結節性硬化症と診断された方とご家族の方へ

病気とじょうずにつきあっていくために

結節性硬化症(けっせつせいこうかしょう)は、どんな病気ですか?

結節性硬化症(けっせつせいこうかしょう) は、現時点では完全に治すことは難しい病気です。結節性硬化症と診断され治すことが難しい病気であることを聞かされたら、ショックで前向きな気持ちになれないかもしれません。同じ立場に立たされたら、誰もがそういう気持ちになる自然な心の反応です。
結節性硬化症は難病に指定されている病気ですが、その中では比較的患者さんの数も多いため、わかっていることが多く、急激に病気の状態が悪化してしまうことはあまりない穏やかな病気です。
病気のことをよく知って対応していけば、じょうずにつきあっていくことができるでしょう。
一生つきあっていく病気ですが、症状がなかったり軽い場合には、治療の必要がない場合もありますし、定期的に検査を受けるだけでよい時期もあります。

まずは、正しい情報を集めましょう

まずは、病気に対していたずらにおそれや不安をもたずに、正しい情報を集めて、病気のことをきちんと理解して対処していくという心構えを持ちましょう。
気になることや疑問があったら、医師や看護師、薬剤師など病院のスタッフに相談してみることがお勧めです。正しい情報や手助けとなる人を見分ける知恵をもち、一人で抱え込まないことが何よりも大切なことです。

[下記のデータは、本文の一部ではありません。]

PR #214, opened 2017-04-04
feat: Add online view after subscribe 🏃

kosssi:
Now after an user is registered, he can browse directly in its folders

This feature adds 2 flags:
- offline : on browser is false, on mobile is true after client is defined
- firstReplication : after client is registered, a replication is launched. At the end of this replication `firstReplication` is set to true. Now we can display offline folder.

### DIFF
--- a/mobile/src/actions/settings.js
+++ b/mobile/src/actions/settings.js
@@ -1,6 +1,6 @@
 /* global cozy, __ALLOW_HTTP__ */
 
-import { initClient, startReplication } from '../lib/cozy-helper'
+import { initClient, startReplication as startPouchReplication } from '../lib/cozy-helper'
 import { setClient, setFirstReplication } from '../../../src/actions/settings'
 import { openFolder } from '../../../src/actions'
 import { onRegistered } from '../lib/registration'
@@ -87,15 +87,19 @@ export const registerDevice = () => async (dispatch, getState) => {
   initClient(getState().mobile.settings.serverUrl, onRegister(dispatch), device)
   await cozy.client.authorize().then(({ client }) => {
     dispatch(setClient(client))
-
-    const firstReplication = getState().settings.firstReplication
-    const refreshFolder = () => { dispatch(openFolder(getState().folder.id)) }
-    const revokeClient = () => { dispatch(reduxRevokeClient()) }
-    const firstReplicationFinished = () => { dispatch(setFirstReplication(true)) }
-    startReplication(firstReplication, firstReplicationFinished, refreshFolder, revokeClient, dispatch, getState)
+    startReplication(dispatch, getState)
   }).catch(err => {
     dispatch(wrongAddressError())
     logException(err)
     throw err
   })
+}
+
+export const startReplication = (dispatch, getState) => {
+  const firstReplication = getState().settings.firstReplication
+  const refreshFolder = () => { dispatch(openFolder(getState().folder.id)) }
+  const revokeClient = () => { dispatch(reduxRevokeClient()) }
+  const firstReplicationFinished = () => { dispatch(setFirstReplication(true)) }
+
+  startPouchReplication(firstReplication, firstReplicationFinished, refreshFolder, revokeClient)
 }
--- a/mobile/src/actions/settings.js
+++ b/mobile/src/actions/settings.js
@@ -1,6 +1,6 @@
 /* global cozy, __ALLOW_HTTP__ */
 
-import { initClient, startFirstReplication } from '../lib/cozy-helper'
+import { initClient, startReplication } from '../lib/cozy-helper'
 import { setClient } from '../../../src/actions/settings'
 import { onRegistered } from '../lib/registration'
 import { logException, logInfo } from '../lib/reporter'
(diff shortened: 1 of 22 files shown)


mobile/src/actions/settings.js
```diff
@@ -80,14 +81,11 @@ export const registerDevice = () => async (dispatch, getState) => {
...
-  await cozy.client.authorize().then(async ({ client }) => {
+  await cozy.client.authorize().then(({ client }) => {
     dispatch(unrevokeClient())
     dispatch(setClient(client))
-    const options = {
-      onError: onError(dispatch, getState),
-      onComplete: refreshFolder(dispatch, getState)
-    }
-    cozy.client.offline.startRepeatedReplication('io.cozy.files', 15, options)
+    dispatch(setOffline(true))
```
goldoraf: Dispatching a bunch of actions sequentially for a given action creator is an antipattern: these dispatches look a lot like setter methods. It'd be better to dispatch a single action with a richer payload that will modify the state in multiple reducers.

mobile/src/lib/cozy-helper.js
```diff
@@ -82,6 +82,27 @@ export function refreshFolder (dispatch, getState) {
...
+    onComplete: refreshFolder(dispatch, getState)
+  }
+  cozy.client.offline.startRepeatedReplication('io.cozy.files', 15, options)
+}
+
+export const startFirstReplication = (dispatch, getState) => {
+  const options = {
+    onError: onError(dispatch, getState),
+    onComplete: () => {
+      dispatch(setFirstReplication(true))
```
enguerran: I don't know how, but the lib should not depend on redux.
Maybe you can pass `onError` and `onCompleete` as parameters instead of redux variable.

mobile/src/lib/cozy-helper.js
```diff
@@ -82,6 +82,27 @@ export function refreshFolder (dispatch, getState) {
...
+      startRepeatedReplication(dispatch, getState)
+    }
+  }
+  cozy.client.offline.replicateFromCozy('io.cozy.files', options).then(() => {
+    console.log('End of Replication')
```
enguerran: You forget a `console.log` here.

mobile/src/main.jsx
```diff
@@ -17,24 +15,26 @@ import { loadState } from './lib/localStorage'
...
+    const client = state.settings.client
+    const isSetup = state.mobile.settings.authorized
+    const isFirstReplicationFinished = state.settings.firstReplication
     if (isSetup) {
       isClientRegistered(client).then(clientIsRegistered => {
         if (clientIsRegistered) {
-          const options = {
-            onError: onError(store.dispatch, store.getState),
-            onComplete: refreshFolder(store.dispatch, store.getState)
+          if (isFirstReplicationFinished) {
```
enguerran: If we read this instruction out loud, we may say *"if first replication is finished, then"*.
It is just a matter of wording, but I'd prefer a `firstReplicationIsFinished` name.

enguerran: Maybe it won't be this scope's responsibility to know if it starts *the first* replication or *a repeated* replication.
Maybe it may delegate that decision to the lib with a `function startReplication (onError, onComplete)` and implements the decision to be taken in the lib file.

mobile/src/reducers/settings.js
```diff
@@ -22,7 +22,7 @@ export const settings = (state = initialState, action) => {
     case INIT_STATE:
       return initialState
     case SET_CLIENT:
-      return { ...state, client: action.client, authorized: true }
+      return { ...state, authorized: true }
```
enguerran: This seems to be a refactoring's debt as `SET_CLIENT` is not accurate anymore for this action's reducer.

src/reducers/settings.js
```diff
@@ -0,0 +1,23 @@
...
+export const settings = (state = initialState, action) => {
+  switch (action.type) {
+    case SET_CLIENT:
+      return { ...state, offline: true, client: action.client }
+    case SET_OFFLINE:
+      return { ...state, offline: action.offline }
+    case SET_FIRST_REPLICATION:
+      return { ...state, firstReplication: action.firstReplication }
+    case INIT_STATE:
+      return initialState
```
enguerran: I'm not a big fan of `INIT_STATE` action.
The reducer will take a default value from `initialState` if the state is not yet defined (`undefined` or `null`).

If we want to load a full (persisted) state, we must call a `SET_STATE` action.

But I don't know how we need to call `INIT_STATE` rather than real state changing's actions like `DO_SOMETHING`, `CHANGE_THIS`, `UPDATE_VALUE`, ...

It seems like a smell to me.

mobile/src/reducers/settings.js
kosssi: I'm not sure because when I remove it, all application freeze... I can't debug. So I prefer no touch it ;)

kosssi:
@enguerran if you have anothers comments do not hesitate. I create another PR ;)

mobile/src/lib/cozy-helper.js
kosssi: oups I don't remove this log after my refactoring. But It highlights a bug [I specified on Trello](https://trello.com/c/DDUppsPT/222-requiresetup-est-appele-plusieurs-fois).

mobile/src/reducers/settings.js
enguerran: I did not say to remove it. I said that the name was not reflecting the behavior anymore... Now it's in the code base, good luck for the 6 months old ourselves if they want to understand what does the code do.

症状がないときでも定期的に受診しつづけることが大切です

結節性硬化症になると、体のいろいろな場所に症状があらわれることがあります。症状のあらわれ方には個人差があり、年齢によってもあらわれやすい症状が違います。
だからこそ、症状が何もなくても定期的(場合によっては1~3年に1度など)に受診し病気の状態を把握して、必要なときに治療を受けることで合併症に対処していくことが大切です。そうすることで、病気が日常の生活に及ぼす影響を最小限にすることも可能となるでしょう。
できることを少しずつ続けていくことが、何よりの力となります。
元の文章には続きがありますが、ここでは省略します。